Investors Michael Burry and Warren Buffett have once again issued warning signals about the direction of financial markets in November, according to BeinCrypto. While Burry reinforces bets against Wall Street, the famous “Buffett Indicator” reached its highest level in history, suggesting that the US stock market may be dangerously overvalued.

The analyst known as Short Bear described Burry’s latest 13F report as the “boldest” ever presented. The document shows aggressive short positions, with $50 and $30 put option contracts expiring between 2026 and 2027, a clear indication of a bet on a major correction in the coming years.

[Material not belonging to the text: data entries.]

PR #3931, opened 2021-06-25
Add missing methods to VectorOps

satorg:
Adds methods `groupByNev`, `groupByNevA`, `scanLeftNev` and `scanRightNev` to `VectorOps`,
which are similar to the methods found in `ListOps`.

The implementation is mostly copied from `ListOps` and adjusted accordingly.

Initial discussion is [here](https://discord.com/channels/632277896739946517/632278570512678923/857709871448588309).

PR #3998, opened 2021-09-23
Add missing methods to NE data stuctures

satorg:
The initial discussion is [here](https://discord.com/channels/632277896739946517/632278570512678923/890152626027626506).

The following methods are added:

* `NonEmptyList`:
  - `prependList` 

**Note:** this PR is based on #3931 therefore changes from the latter may show up here until the latter is merged.

### DIFF
--- a/core/src/main/scala/cats/syntax/vector.scala
+++ b/core/src/main/scala/cats/syntax/vector.scala
@@ -1,11 +1,127 @@
 package cats.syntax
 
 import cats.data.NonEmptyVector
+import cats.{Applicative, Functor, Order, Traverse}
+
+import scala.collection.immutable.SortedMap
 
 trait VectorSyntax {
   implicit final def catsSyntaxVectors[A](va: Vector[A]): VectorOps[A] = new VectorOps(va)
 }
 
 final class VectorOps[A](private val va: Vector[A]) extends AnyVal {
+
+  /**
+   * Returns an Option of NonEmptyVector from a Vector
+   *
+   * Example:
+   * {{{
+   * scala> import cats.data.NonEmptyVector
+   * scala> import cats.implicits._
+   *
+   * scala> val result1: Vector[Int] = Vector(1, 2)
+   * scala> result1.toNev
+   * res0: Option[NonEmptyVector[Int]] = Some(NonEmptyVector(1, 2))
+   *
+   * scala> val result2: Vector[Int] = Vector.empty[Int]
+   * scala> result2.toNev
+   * res1: Option[NonEmptyVector[Int]] = None
+   * }}}
+   */
   def toNev: Option[NonEmptyVector[A]] = NonEmptyVector.fromVector(va)
+
+  /**
+   * Groups elements inside this `Vector` according to the `Order` of the keys
+   * produced by the given mapping function.
+   *
+   * {{{
+   * scala> import cats.data.NonEmptyVector
+   * scala> import scala.collection.immutable.SortedMap
+   * scala> import cats.implicits._
+   *
+   * scala> val vector = Vector(12, -2, 3, -5)
+   *
+   * scala> val expectedResult = SortedMap(false -> NonEmptyVector.of(-2, -5), true -> NonEmptyVector.of(12, 3))
+   *
+   * scala> vector.groupByNev(_ >= 0) === expectedResult
+   * res0: Boolean = true
+   * }}}
+   */
+  def groupByNev[B](f: A => B)(implicit B: Order[B]): SortedMap[B, NonEmptyVector[A]] = {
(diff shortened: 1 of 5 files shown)


core/src/main/scala/cats/syntax/vector.scala
```diff
@@ -1,11 +1,141 @@
...
+   *
+   * scala> val vector = Vector(12, -2, 3, -5)
+   *
+   * scala> val expectedResult = Option(SortedMap(false -> NonEmptyVector.of(-2, -5), true -> NonEmptyVector.of(12, 3)))
+   *
+   * scala> vector.groupByNevA(num => Option(0).map(num >= _)) === expectedResult
+   * res0: Boolean = true
+   * }}}
+   */
+  def groupByNevA[F[_], B](
```
johnynek, line 86: I wonder if this should live here:
https://github.com/typelevel/cats/blob/main/core/src/main/scala/cats/NonEmptyTraverse.scala

```scala
def groupByA[G[_], B](fn: A => G[B])(implicit G: Apply[G], B: Order[B]): G[SortedMap[B, F[A]]]
```
and then you can call that here:
```scala
  toNev.fold(F.pure(SortedMap.empty[B, NonEmptyVector[A]])(_.groupByA(f))
```

johnynek (commented):
To me this highlights a weakness of the `NonEmpty` types...

I can imagine:
```scala
trait Reducible[F[_]] {
  type Empty[_]
  def emptyFoldable: Foldable[Empty]

  def toEmpty[A](f: F[A]): Empty[A]
  def fromEmpty[A](f: Empty[A]): Option[F[A]]
}

trait NonEmptyTraverse[F[_]] extends Reducible[F] {
  type Empty[_]
  def emptyTraverse: Traverse[Empty]
}
```
We could potentially add a typeclass:

```scala
trait HasNonEmpty[F[_], TC[_[_]]] {
  type NonEmpty[_]
  def emptyTC: TC[F]
  def nonEmptyTC: TC[NonEmpty]
  def toEmpty[A](f: F[A]): Empty[A]
  def fromEmpty[A](f: Empty[A]): Option[F[A]]
}
```
and then use the `HasNonEmpty[List, Traverse]`, `HasNonEmpty[Vector, Traverse]`, etc...

core/src/main/scala/cats/syntax/vector.scala
satorg: Well, these particular methods are just an attempt to maintain some degree of consistency and interoperability among all linear "non-empty" collections we have in `cats.data`. Because initially there was `ListOps#groupByNelA` only but no corresponding methods in `VectorOps` nor `SeqOps`. Which is a bit confusing.

satorg: But I like the idea of generalization. I also have a feeling, that keeping stuffing various `*Ops` classes with almost identical methods is not the best way to deal with it. I like your suggestion in particular, but why `NonEmptyTraverse` ?

Seems, it should work with just a regular `Traverse` – shouldn't it?

I mean, when we do grouping on some collection by some predicate, all the groups we will get eventually are going to be non-empty regardless of whether the source collection was empty or not. I.e. we will either get a non-empty group or don't get it at all.

satorg: We can use the way you suggested of course:
```
toNev.fold(F.pure(SortedMap.empty[B, NonEmptyVector[A]])(_.groupByA(f))
```
But to me it has at least two flaws:
1. It is too verbose and may require explicit types.
2. It mimics the idea of type safety for grouping: i.e. grouping over a regular collection ALWAYS results in zero or more groups of corresponding non-empty collections.

johnynek: to your point 2: putting `groupByA` on `NonEmptyTraverse` we could actually return `NonEmptyMap[B, F[A]]`, so we know both the map is non-empty and since `F[_]: NonEmptyTraverse` we also know `F[_]` is non-empty.

johnynek:
I appreciate the time you have taken to do this. I find it hard to review code that just adds ad-hoc methods to enrich standard types. It's difficult to know that we are being consistent or that we aren't missing a more general concept that should properly be added to a typeclass (which is the main focus of cats).

core/src/main/scala/cats/syntax/vector.scala
satorg: Yes, this is a valid case too. But I'd suppose that grouping over a regular `Traverse` is a more common case anyway. And it's guaranteed to produce a regular `Map` of `NonEmpty*` groups. While grouping over `NonEmptyTraverse` is guaranteed to produce a `NonEmptyMap` of `NonEmpty*` groups. I mean both cases looks legit to me and I'd like to think on how to incorporate both of them.

PR #4002, opened 2021-09-30
Migration to Scaladoc 3

pikinier20:
Try `sbt ++3.1.1-RC1 docs_scala3/unidoc` to generate only API documentation or  `sbt ++3.1.1-RC1 docs_scala3/makeMicrosite` to generate whole microsite.

Preview can be found there: https://scala3docstorage.blob.core.windows.net/cats/index.html

Current problem: snippets in Markdown files don't compile with Scala 3. ~~Usually, there are indent errors (Scala 3 doesn't like mixed spaces and tabs) but sometimes~~ there are type errors.

### DIFF
--- a/build.sbt
+++ b/build.sbt
@@ -316,6 +316,7 @@ lazy val docSettings = Seq(
 )
 
 lazy val docs_scala3Settings = docSettings ++ Seq(
+  Compile / scalacOptions ++= Seq("-no-indent"), // Fix for indent errors in mdoc
   ScalaUnidoc / unidoc / scalacOptions ++= Seq(
     "-external-mappings:" +
       ".*scala/.*::scaladoc3::https://dotty.epfl.ch/api/," +
--- a/build.sbt
+++ b/build.sbt
@@ -39,7 +39,7 @@ ThisBuild / githubWorkflowJavaVersions := Seq(PrimaryJava, LTSJava, GraalVM8)
 
 val Scala212 = "2.12.15"
 val Scala213 = "2.13.6"
-val Scala3 = "3.0.2"
+val Scala3 = "3.1.1-RC1"
 
 ThisBuild / crossScalaVersions := Seq(Scala212, Scala213, Scala3)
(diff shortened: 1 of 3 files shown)


docs/src/main/mdoc/datatypes/freemonad.md
```diff
@@ -525,31 +525,31 @@ type TeletypeState[A] = State[List[String], A]
...
   def apply[A](fa : Teletype[A]) : TeletypeState[A] = {
-	fa match {
-	  case ReadLine(prompt) =>
-		println(prompt)
-		val userInput = "hanging in here" //scala.io.StdIn.readLine()
-		StateT.pure[Eval, List[String], A](userInput)
-	  case WriteLine(line) =>
-		StateT.pure[Eval, List[String], A](println(line))
-	}
+  fa match {
```
johnynek, line 545: this looks weird. It looks like the indentation is constant. Is it due to mixed tabs/spaces? Can we have a way that this compiles but also doesn't look weird in text?

build.sbt
```diff
@@ -315,6 +315,23 @@ lazy val docSettings = Seq(
...
+      "github::https://github.com/typelevel/cats," +
+      "gitter::https://gitter.im/typelevel/cats," +
+      "twitter::https://twitter.com/typelevel," +
+      "discord::https://discord.gg/hWd4eS244g",
+    "-Ygenerate-inkuire",
+    "-project-logo",
+    "docs/src/main/resources/microsite/img/cats-logo.png"
+  )
+)
+
```
armanbilge, line 334: None of this is particularly specific to Cats actually :) we should explore upstreaming these into sbt-typelevel.

armanbilge:
Thanks for the PR! Scaladoc 3 seems pretty interesting. If you plan to keep working on this, would you mind re-opening it as a PR against sbt-typelevel? Then we can roll out these new features to all Typelevel projects :)

https://github.com/typelevel/sbt-typelevel/

PR #4007, opened 2021-10-03
Introduce parReplicateA

RafalSumislawski:
This PR introduces `parReplicateA` as a parallel version of `Applicative.replicateA`.

### DIFF
--- a/core/src/main/scala/cats/Parallel.scala
+++ b/core/src/main/scala/cats/Parallel.scala
@@ -106,6 +106,14 @@ trait Parallel[M[_]] extends NonEmptyParallel[M] {
 
       override def whenA[A](cond: Boolean)(f: => F[A]): F[Unit] = applicative.whenA(cond)(f)
     }
+
+  /**
+   * Like [[Applicative.replicateA]], but uses the apply instance
+   * corresponding to the Parallel instance instead.
+   */
+  def parReplicateA[A](n: Int, ma: M[A]): M[List[A]] =
+    if (n <= 0) monad.pure(List.empty[A])
+    else Parallel.parSequence(List.fill(n)(ma))(UnorderedFoldable.catsTraverseForList, this)
 }
 
 object NonEmptyParallel extends ScalaVersionSpecificParallelInstances {
--- a/core/src/main/scala/cats/syntax/parallel.scala
+++ b/core/src/main/scala/cats/syntax/parallel.scala
@@ -245,6 +245,10 @@ final class ParallelApOps[M[_], A](private val ma: M[A]) extends AnyVal {
 
   def parProduct[B](mb: M[B])(implicit P: Parallel[M]): M[(A, B)] =
     Parallel.parProduct(ma, mb)
+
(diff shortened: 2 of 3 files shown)


core/src/main/scala/cats/Parallel.scala
```diff
@@ -106,6 +106,14 @@ trait Parallel[M[_]] extends NonEmptyParallel[M] {
...
       override def whenA[A](cond: Boolean)(f: => F[A]): F[Unit] = applicative.whenA(cond)(f)
     }
+
+  /**
+   * Like [[Applicative.replicateA]], but uses the apply instance
+   * corresponding to the Parallel instance instead.
+   */
+  def parReplicateA[A](n: Int, ma: M[A]): M[List[A]] =
+    if (n <= 0) monad.pure(List.empty[A])
+    else Parallel.parSequence(List.fill(n)(ma))(UnorderedFoldable.catsTraverseForList, this)
```
satorg, line 116: To me it seems that `trait Parallel` is designed to just represent a relationship between a Monad and Applicative with parallel composition. But most of complimentary methods are placed into `object Parallel` (including `parAp` per se). I'm not absolutely confident, but shouldn't `parReplicateA` be also placed in the object rather than the trait?

core/src/main/scala/cats/syntax/parallel.scala
```diff
@@ -245,6 +245,10 @@ final class ParallelApOps[M[_], A](private val ma: M[A]) extends AnyVal {
 
   def parProduct[B](mb: M[B])(implicit P: Parallel[M]): M[(A, B)] =
     Parallel.parProduct(ma, mb)
+
+  def parReplicateA(n: Int)(implicit P: Parallel[M]): M[List[A]] =
+    if (n <= 0) P.monad.pure(List.empty[A])
+    else Parallel.parSequence(List.fill(n)(ma))
```
satorg, line 251: I guess these two lines can be replaced with just `P.parReplicateA(...)` if you decide to leave `Parallel#parReplicateA` in the `trait Parallel` or with `Parallel.parReplicateA(...)` if you move it into the object. Just to avoid code duplication.

tests/src/test/scala/cats/tests/SyntaxSuite.scala
```diff
@@ -184,6 +184,7 @@ object SyntaxSuite {
     val mb4: M[B] = ma.parProductR(mb)
     val mab2: M[(A, B)] = ma.parProduct(mb)
     val mb5: M[B] = mab.parAp(ma)
+    val mla: M[List[A]] = ma.parReplicateA(3)
```
satorg, line 187: `mock[Int]` instead of just `3`?

RafalSumislawski:
Hello @satorg I agree with you comments and so I've pushed corresponding changes.

satorg (approved):
Looks good to me, thanks.

Although I think it will be also appreciated if you add a corresponding test case to `ParallelSuite`.

satorg (approved):
Looks great, thx!

PR #4009, opened 2021-10-06
Added flatMapN

### LINKED ISSUE #4003: Introducing `.flatMapN(f)` as a shorthand for `.mapN(f).flatten`
Hello 👋 this follows from my question on discord and is basically the title. 

I find myself doing `.mapN(f).flatten` very frequently and I think it'd be nice to have a `.flatMapN` for this scenario. 

I am told this was rejected in the past, but I could not find a past issue for this and so I was hoping I could reopen a discussion.

Thanks!

domaspoliakas:
Hello 👋 

As promised here is `.flatMapN`. Took me a little while to get my head around `Boilerplate`. Let me know if this works for you, or if you need anything else.

resolves #4003


project/Boilerplate.scala
```diff
@@ -522,6 +522,12 @@ object Boilerplate {
         else
           s"def traverseN[G[_]: Applicative, Z](f: (${`A..N`}) => G[Z])(implicit traverse: Traverse[F], semigroupal: Semigroupal[F]): G[F[Z]] = Semigroupal.traverse$arity($tupleArgs)(f)"
 
+      val flatMap =
+        if (arity == 1)
+          s"def flatMap[Z](f: (${`A..N`}) => F[Z])(implicit flatMap: FlatMap[F]): F[Z] = flatMap.flatMap($tupleArgs)(f)"
+        else
+          s"def flatMapN[Z](f: (${`A..N`}) => F[Z])(implicit flatMap: FlatMap[F], semigroupal: Semigroupal[F]): F[Z] = flatMap.flatten(Semigroupal.map$arity($tupleArgs)(f))"
+
```
satorg, line 530: Looking into the Boilerplate code I noticed, that support for `mapN` is currently implemented in this way:
- `SemigroupalArityFunctions` contains a bunch of map***X*** (***2 ≤ X ≤ 22***) functions (along with other arity functions like imap***X*** and contramap***X***.
- These implementations are used then from all other arity syntax, including `TupleSemigroupalSyntax`.

Shouldn't we follow the same pattern for `flatMapN` – i.e. add implementations for all flatMap***X*** into `SemigroupalArityFunctions` in the first place and then make use of it from everywhere else?

I am not certain about it though, just an observation.

satorg: Also there's the `ApplyArityFunctions` trait that adds the map***X*** syntax directly to the `Apply` typeclass.

Curious, shouldn't we create a `FlatMapArityFunctions` trait (it does not exist yet) and add flatMap***X*** method directly into the `FlatMap` typeclass as well?

satorg: Agree, jar size is a concern. Did you try by chance to measure how much the resulting jars get increased in size comparing to the base version? May be it adds not too much...

domaspoliakas: I did not actually. I'll give it a shot today/tomorrow and see how it compares.

armanbilge:
Personally, I frequently find myself wanting `flatMapN`. Also, IMHO jar size is not _that_ big of a deal, see commentary in https://github.com/typelevel/cats/pull/3871#issuecomment-979604249.

In theory, we add methods to typeclasses (and syntax merely delegates to those) so that instances can override those with more efficient implementations (you can't override syntax extensions :)

In practice, not sure if it makes a meaningful difference here. But still I think that adding these methods to a `FlatMapArityFunctions` would probably be the way to do it.

domaspoliakas:
Rebased on latest main, added `FlatMapArityFunctions` and made tuple syntax delegate to those instead of the previous implementation

tests/src/test/scala/cats/tests/SyntaxSuite.scala
```diff
@@ -372,10 +372,14 @@ object SyntaxSuite {
...
 
-  def testFlatMap[F[_]: FlatMap, A, B, C, D]: Unit = {
+  def testFlatMap[F[_]: FlatMap, A, B, C, D, Z]: Unit = {
     val a = mock[A]
     val returnValue = mock[F[Either[A, B]]]
     val done = a.tailRecM[F, B](a => returnValue)
+    val tfabc = mock[(F[A], F[B], F[C])]
+    val ff = mock[(A, B, C) => F[Z]]
+
+    tfabc.flatMapN(ff)
```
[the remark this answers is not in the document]
armanbilge: Yup, I think this is easy to add.

project/Boilerplate.scala
```diff
@@ -516,6 +547,12 @@ object Boilerplate {
         else
           s"def traverseN[G[_]: Applicative, Z](f: (${`A..N`}) => G[Z])(implicit traverse: Traverse[F], semigroupal: Semigroupal[F]): G[F[Z]] = Semigroupal.traverse$arity($tupleArgs)(f)"
 
+      val flatMap =
+        if (arity == 1)
+          s"def flatMap[Z](f: (${`A..N`}) => F[Z])(implicit flatMap: FlatMap[F]): F[Z] = flatMap.flatMap($tupleArgs)(f)"
+        else
+          s"def flatMapN[Z](f: (${`A..N`}) => F[Z])(implicit flatMap: FlatMap[F]): F[Z] = flatMap.flatMap$arity($tupleArgs)(f)"
```
armanbilge, line 554: So I haven't been able to wrap my head around whether this technically belongs in `TupleSemigroupalSyntax`. It's certainly the easiest place to put it, and it works, I'm just confused by the "semigroupal" in the name :)

armanbilge: > [Semigroupal](https://typelevel.org/cats/api/cats/Semigroupal.html) captures the idea of composing independent effectful values.

Ah, ok that makes sense :)

armanbilge (approved):
Thank you very much, I think this looks good!

armanbilge (approved):

tests/src/test/scala/cats/tests/SyntaxSuite.scala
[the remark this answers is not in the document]
satorg: I would really like to have this addressed (since the syntax for Tuple1 seems to be slightly different), but I'm not going to hold the entire PR on just because of this concern only.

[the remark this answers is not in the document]
satorg: I would really like to have this addressed (since the syntax for Tuple1 seems to be slightly different), but I'm not going to hold the entire PR on just because of this concern only.

satorg (dismissed):
lgtm, thanks a lot. The test for the `arity = 1` case would be appreciated though.

domaspoliakas:
I'll add the test, but I'm honestly not sure why there even is a `Tuple1` syntax. Is that useful?

danicheg (approved):
I was dreaming of `flatMapN` for years. It's nice to see this happening!

armanbilge (approved):
> I'll add the test, but I'm honestly not sure why there even is a `Tuple1` syntax. Is that useful?

Agree, pretty dubious about this 😆 but it's good for completeness. Thanks!

satorg:
> I'll add the test, but I'm honestly not sure why there even is a `Tuple1` syntax. Is that useful?

Perhaps just for completeness and consistency with other syntax, I guess.
Thank you, looks really great!

satorg (approved):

According to analyst Kashyap Sriram, Burry repeated the pattern from 2024, when he bet on the fall shortly before the April collapse that wiped billions out of the market. He stated that the investor “is short again, on the verge of settling accounts with the AI ​​bubble,” comparing the current euphoria to the tale “The Emperor’s New Clothes.”

Burry’s strategy reflects his conviction that the prices of AI-driven stocks are inflated beyond reason, reminiscent of his famous bet against the housing market in 2008.

Meanwhile, the “Buffett Indicator,” the ratio between the total value of stocks and the US GDP, reached 233.7%, surpassing the peak recorded during the dot-com bubble. Gieger Capital highlighted that “when this ratio exceeds 200%, you’re playing with fire,” referring to Buffett’s warning about the risk of extreme overvaluation.

This disconnect between market value and the real economy suggests an environment prone to severe corrections. Historically, such high levels have preceded long periods of bear market, indicating that optimism may be at its limit. The record reading raises concerns about a sharp reversal.

Meanwhile, the impact is already being felt in cryptocurrencies. The Coin Bureau estimates that the crypto market has lost $790 billion since October, with total market capitalization plummeting from $4.22 trillion to $3.43 trillion. Ran Neuner warned that “a 5% to 10% drop in stocks could accelerate digital losses,” reinforcing the climate of global caution.